You’ll virtually always want to use a streambuf iterator when using
characters and streams, rather than a stream iterator. In addition,
istream::operator>>
adds significant overhead for each operation, so it is only appropriate for
higher-level operations such as parsing floating-point numbers.
[55]
Manipulating
raw storage
This
is a little more esoteric and is generally used in the implementation of other
Standard Library functions, but it is nonetheless interesting. The
raw_storage_iterator
is defined in
<algorithm>
and is an output iterator. It is provided to enable algorithms to store their
results into uninitialized memory. The interface is quite simple: the
constructor takes an output iterator that is pointing to the raw memory (thus
it is typically a pointer) and the
operator=
assigns an object into that raw memory. The template parameters are the type of
the output iterator pointing to the raw storage, and the type of object that
will be stored.
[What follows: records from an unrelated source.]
PR #85, opened 2020-10-20
Custom functions

tedil:
`SnpSift` has some "custom" functions for counting the number of homo-/heterozygous samples, as well as checking if a sample's genotype is hom/het/var/ref. So I implemented them for vembrane, too. Not sure if I this implementation is correct and also not quite sure if this is the best way to include such functions.
I could also think of having a better Format/Sample class which allows for nicer and more expressive syntax, e.g. `SAMPLES[0].is_hom()`.

### DIFF
--- a/vembrane/globals.py
+++ b/vembrane/globals.py
@@ -6,6 +6,8 @@ import re
 #        *sorted(o for o in dir(__builtins__) if o.islower() and not o.startswith("_")),
 #        sep="\n",
 #    )'
+from typing import Dict, Any
+
 from .ann_types import NA
 
 _builtins = {
@@ -109,3 +111,60 @@ allowed_globals = {
     **_explicit_clear,
     "NA": NA,
 }
+
+
+def custom_functions(env) -> Dict[str, Any]:
+    return {
+        "count_hom": eval(
+            "lambda: "
+            "sum(all(x == FORMAT['GT'][s][0] for x in FORMAT['GT'][s][1:]) "
+            "for s in SAMPLES)",
+            env,
+            {},
+        ),
+        "count_het": eval(
+            "lambda: "
+            "sum(any(x != FORMAT['GT'][s][0] for x in FORMAT['GT'][s][1:]) "
+            "for s in SAMPLES)",
+            env,
+            {},
+        ),
+        "count_ref": eval(
+            "lambda: "
+            "sum(all(x == 0 for x in FORMAT['GT'][s][1:]) "
+            "for s in SAMPLES)",
+            env,
+            {},
+        ),
+        "count_var": eval(
+            "lambda: "
+            "sum(any(x != 0 for x in FORMAT['GT'][s][1:]) "
+            "for s in SAMPLES)",
+            env,
+            {},
+        ),
+        "is_hom": eval(
+            f"lambda sample: "
+            f"all(x == FORMAT['GT'][sample][0] "
+            f"for x in FORMAT['GT'][sample][1:])",
+            env,
+            {},
+        ),
+        "is_het": eval(
+            f"lambda sample: "
+            f"any(x != FORMAT['GT'][sample][0] "
+            f"for x in FORMAT['GT'][sample][1:])",
+            env,
+            {},
+        ),
+        "is_ref": eval(
+            f"lambda sample: " f"all(x == 0 " f"for x in FORMAT['GT'][sample][1:])",
+            env,
+            {},
+        ),
+        "is_var": eval(
+            f"lambda sample: " f"any(x != 0 " f"for x in FORMAT['GT'][sample][1:])",
+            env,
+            {},
+        ),
+    }
--- a/vembrane/representations.py
+++ b/vembrane/representations.py
@@ -2,8 +2,6 @@ import ast
 from itertools import chain
 from typing import Dict, List, Tuple
 
-from .common import get_annotation_keys, split_annotation_entry
-
 from pysam.libcbcf import (
     VariantRecordSamples,
     VariantRecordFormat,
@@ -13,21 +11,20 @@ from pysam.libcbcf import (
     VariantRecordSample,
 )
 
-from .globals import allowed_globals
-
 from .ann_types import (
     NA,
     type_info,
     ANN_TYPER,
     MoreThanOneAltAllele,
 )
-
+from .common import get_annotation_keys, split_annotation_entry
 from .errors import (
     UnknownSample,
     UnknownFormatField,
     UnknownInfoField,
     UnknownAnnotation,
 )
+from .globals import allowed_globals, custom_functions
 
 
 class NoValueDict:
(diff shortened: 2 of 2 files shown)


christopher-schroeder:
The functions seems to be fine, just a quick question. The functions will probably fail on haploid data, such as sperm, oocytes and bacteria. But I think thats ok.
What about triploid organism and more? Are the terms "heterozygous" and "homozygous" defined for these? Because the functions will work, but maybe not following the definitions.

tedil:
> The functions seems to be fine, just a quick question. The functions will probably fail on haploid data, such as sperm, oocytes and bacteria. But I think thats ok.

`count_hom()` will trivially always be `True` for lists of length 1 (and 0), i.e. haploid data (and… incomplete/erroneous data?) (analogous, `count_het()` will always be `False` in these cases)

> What about triploid organism and more? Are the terms "heterozygous" and "homozygous" defined for these? Because the functions will work, but maybe not following the definitions.

Well, that was my question on discord, too; I didn't find any proper definitions for those two terms, so I stuck with the "homozygous means everything is the same, while heterozygous means there's at least one different". And the way the functions are defined works for these definitions.

christopher-schroeder:
Oh sorry I did not follow the discord discussion today. Seems legit then.

christopher-schroeder (approved):

dlaehnemann:
I think the definition of homozygous as "all alleles identical" and heterozygous as "at least one allele differs", as Sven suggested on Discord, makes sense.

However, does this correctly handle NAs or rather `.` from the specs, or does it si ply count `.` as not matching any allele and thus considers any sample sites with dot allele(s) as heterozygous?

tedil:
> However, does this correctly handle NAs or rather `.` from the specs, or does it si ply count `.` as not matching any allele and thus considers any sample sites with dot allele(s) as heterozygous?

Good catch; I will have to look into this. But then, what does "correctly handle NAs" mean in this context?

dlaehnemann:
Yeah, I'm not sure either. Otherwise I would have suggested something. But I guess fully NA genotypes (i.e. `.` or `.|./.` or similar) shoul result in `false` for both hom and het. But for partially missing (e.g. `.|0`), I don't know...

tedil:
> Yeah, I'm not sure either. Otherwise I would have suggested something. But I guess fully NA genotypes (i.e. `.` or `.|./.` or similar) shoul result in `false` for both hom and het. But for partially missing (e.g. `.|0`), I don't know...

Let's look at an example:
Assuming we have 6 samples with genotypes `./.`, `1/1`, `0/0`, `0/1`, `./0` and `./1` we'd expect/want the following to be true:

- `count_hom() == 2` (because of `1/1` and `0/0`) :heavy_check_mark:
- `count_het() == 1` (because of `0/1`) :x: 
- `count_ref() == 1` (because of `0/0`) :heavy_check_mark:
- `count_var() == 2` (because of `1/1` and `0/1`) :x:

`count_hom` and `count_var` are correct since:
-  `.` is interpreted as `NA` (`NoValue`)
- comparisons with `NA` are always `False`
- they are formulated in terms of `all(gt == first_gt)` and `all(gt == 0)` respectively

Because `count_het` and `count_ref` are formulated in terms of `any(gt != first_gt)` and `any(gt != 0)` respectively, the `NA` comparison lead to "false positives". An easy fix would hence be to skip the NAs
`count_het := sum(any(x != FORMAT['GT'][s][0] for x in FORMAT['GT'][s][1:] if x is not NA) for s in SAMPLES)`

tedil:
An easy fix would hence be to skip the NAs
> `count_het := sum(any(x != FORMAT['GT'][s][0] for x in FORMAT['GT'][s][1:] if x is not NA) for s in SAMPLES)`

... well, we need to replace `FORMAT['GT'][s][0]` with `next(f for f in FORMAT['GT'][s] if f is not NA)` to get the first non NA value which can be used for comparison.

dlaehnemann:
Shouldn't `count_var` be 5, as `./1` and `1/.` both contain an alternative allele? But shouldn't the current `any(gt != 0)` do exactly this?

Also, wouldn't `count_hom_ref()` be clearer than `count_ref()`? If you understand `count_ref()` not as the opposite of `count_var()`, but in a similar vein, you could expect it to count every sample that contains at least one `0` allele, including `het` sites like `0/1`.

tedil:
> Shouldn't `count_var` be 5, as `./1` and `1/.` both contain an alternative allele? But shouldn't the current `any(gt != 0)` do exactly this?

Yes! Great, less work! :wink: 

> Also, wouldn't `count_hom_ref()` be clearer than `count_ref()`? If you understand `count_ref()` not as the opposite of `count_var()`, but in a similar vein, you could expect it to count every sample that contains at least one `0` allele, including `het` sites like `0/1`.

I copied the names from SnpSift. Here's what SnpSift does with our example:
- `countHom() == 3` (+ `./.`)
- `countHet() == 6` (+ `./0`, `./1`, `1/.`, `0/.`)
- `countRef() == 4` (+ `./.`, `./0`, `0/.`)
- `countVariant() == 5` (same)

tedil:
- `count_hom`: count `x/x/…` with `x != .` cases :heavy_check_mark: (we already do that)
- `count_het`: count `x_0/x_1/...` with `x_i != x_j, i != j` cases :question: (is `.` different from `0` or `1` or `.`?)
- `count_ref`: count samples with any definitive (i.e. not `.`) allele that is `0` :x: 
- `count_var`: count samples with any definitive (i.e. not `.`) allele that is *not* `0` :heavy_check_mark:

dlaehnemann:
Well, SnpSift seems to flexibly match `.`. Mostly it is equal to `0`, but for `countHet()` it also seems to be equal to `1` -- or at least different from `0`. I would argue, that it truely is a `don't know`. So it shouldn't count as the same as anything (`0`, `1`, or `.`), but also not as clearly different from any of them. So maybe we should introduce a new return value for `nobody knows`.

Some examples:
* `0/./.` -> the missing alleles could result in the site being hom ref or het, so we genuinely `don't know`, but it could count towards a `count_any_ref_alleles_present()` function
* `0/0/.` -> same here
* `0/1/.` -> well, this clearly is het already and cannot be hom, so we can give a clear answer (and we can definitely count this towards `count_var()`, and also towards a `count_any_ref_alleles_present()` function if this is implemented)

dlaehnemann:
Basically, as soon as we have at least one missing data allele, we cannot call a site homozygous any more. But heterozygous works just fine.

tedil:
> Basically, as soon as we have at least one missing data allele, we cannot call a site homozygous any more. But heterozygous works just fine.

Great, we agree.
(But I disagree on the `nobody knows` value, we already have the `NoValue` which basically behaves like that)

dlaehnemann:
> Here's the semantics I think are the least-surprising, under the assumption that `.` is unknown data:
> 
>     * `count_hom() == 2 `: count `x/x/…` with `x != .` cases
> 
>     * `count_het() == 2`: count `x_0/x_1/...` with `x_i != x_j, i != j` (skip `.` since we can't know if it's different from `0` or `1` or `.`)
> 
>     * `count_ref() == 5 `: count samples with any definitive (i.e. not `.`) allele that is `0`
> 
>     * `count_var() == 5 `: count samples with any definitive (i.e. not `.`) allele that is _not_ `0`

Jep, this looks perfectly fine. And a `NoValue` return value sounds good to me. I would add two more functions, if only to disambiguate them clearly from the existing `count_hom()` and `count_ref()`:
* `count_hom_ref() == 1`
* `count_hom_var() == 1`

And generally, I would say this calls for lots of test cases... :p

Here’s an example which creates
Noisy
objects (you’ll be introduced to the
Noisy
class shortly; it’s not necessary to know its details for this example):
//: C20:RawStorageIterator.cpp
// Demonstrate the raw_storage_iterator
#include <iostream>
#include <iterator>
#include <algorithm>
#include "Noisy.h"
using namespace std;
int main() {
const int quantity = 10;
// Create raw storage and cast to desired type:
Noisy* np =
(Noisy*)new char[quantity * sizeof(Noisy)];
raw_storage_iterator<Noisy*, Noisy> rsi(np);
for(int i = 0; i < quantity; i++)
*rsi++ = Noisy(); // Place objects in storage
cout << endl;
copy(np, np + quantity,
ostream_iterator<Noisy>(cout, " "));
cout << endl;
// Explicit destructor call for cleanup:
for(int j = 0; j < quantity; j++)
(&np[j])->~Noisy();
// Release raw storage:
delete (char*)np;
} ///:~
To
make the
raw_storage_iterator
template
happy, the raw storage must be of the same type as the objects you’re
creating. That’s why the pointer from the new array of
char
is cast to a
Noisy*.
The assignment operator forces the objects into the raw storage using the
copy-constructor. Note that the explicit destructor call must be made for
proper cleanup, and this also allows the objects to be deleted one at a time
during container manipulation.
[54]
These were actually created to abstract the “locale” facets away
from iostreams, so that locale facets could operate on any sequence of
characters, not only iostreams. Locales allow iostreams to easily handle
culturally-different formatting (such as representation of money), and are
beyond the scope of this book.
[55]
I am indebted to Nathan Myers for explaining this to me.